Segment Start: SOURCE MATERIAL
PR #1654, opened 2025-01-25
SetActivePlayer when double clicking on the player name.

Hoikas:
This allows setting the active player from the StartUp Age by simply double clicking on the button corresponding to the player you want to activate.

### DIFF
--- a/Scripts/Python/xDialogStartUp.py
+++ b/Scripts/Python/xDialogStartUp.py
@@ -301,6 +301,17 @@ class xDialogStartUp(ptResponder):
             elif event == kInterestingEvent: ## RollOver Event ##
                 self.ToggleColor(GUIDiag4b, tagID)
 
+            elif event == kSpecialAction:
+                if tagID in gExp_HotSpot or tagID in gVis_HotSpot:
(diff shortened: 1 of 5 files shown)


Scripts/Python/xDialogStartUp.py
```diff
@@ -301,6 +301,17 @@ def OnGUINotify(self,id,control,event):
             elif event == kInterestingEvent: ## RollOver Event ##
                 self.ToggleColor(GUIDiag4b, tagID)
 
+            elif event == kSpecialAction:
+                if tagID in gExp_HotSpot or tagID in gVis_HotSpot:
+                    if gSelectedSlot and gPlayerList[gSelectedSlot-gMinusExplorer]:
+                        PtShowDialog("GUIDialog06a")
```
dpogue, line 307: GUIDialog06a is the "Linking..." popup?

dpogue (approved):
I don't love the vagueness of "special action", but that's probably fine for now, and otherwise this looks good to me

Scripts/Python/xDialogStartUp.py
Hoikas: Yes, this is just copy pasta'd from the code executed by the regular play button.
Segment End: SOURCE MATERIAL
Segment Start: SOURCE MATERIAL
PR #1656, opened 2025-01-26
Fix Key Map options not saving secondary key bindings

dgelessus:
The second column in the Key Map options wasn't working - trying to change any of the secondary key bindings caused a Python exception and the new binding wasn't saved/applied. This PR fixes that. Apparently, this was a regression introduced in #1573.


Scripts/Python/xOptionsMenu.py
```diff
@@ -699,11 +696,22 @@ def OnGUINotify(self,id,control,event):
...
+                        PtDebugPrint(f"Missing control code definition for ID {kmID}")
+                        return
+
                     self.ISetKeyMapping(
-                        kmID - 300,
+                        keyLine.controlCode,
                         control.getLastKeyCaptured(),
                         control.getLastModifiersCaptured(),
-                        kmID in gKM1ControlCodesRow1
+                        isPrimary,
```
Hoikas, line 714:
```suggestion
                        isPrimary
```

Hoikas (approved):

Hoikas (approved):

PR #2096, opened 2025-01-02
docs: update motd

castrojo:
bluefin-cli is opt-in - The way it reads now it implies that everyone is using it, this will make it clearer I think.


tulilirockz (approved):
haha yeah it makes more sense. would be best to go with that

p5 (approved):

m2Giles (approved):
Segment End: SOURCE MATERIAL
**REQUIRED ACTION:** Copy out all lines of the material containing the word "approved".

**EXERCISE RESPONSE:**
dpogue (approved):
Hoikas (approved):
Hoikas (approved):
tulilirockz (approved):
p5 (approved):
m2Giles (approved):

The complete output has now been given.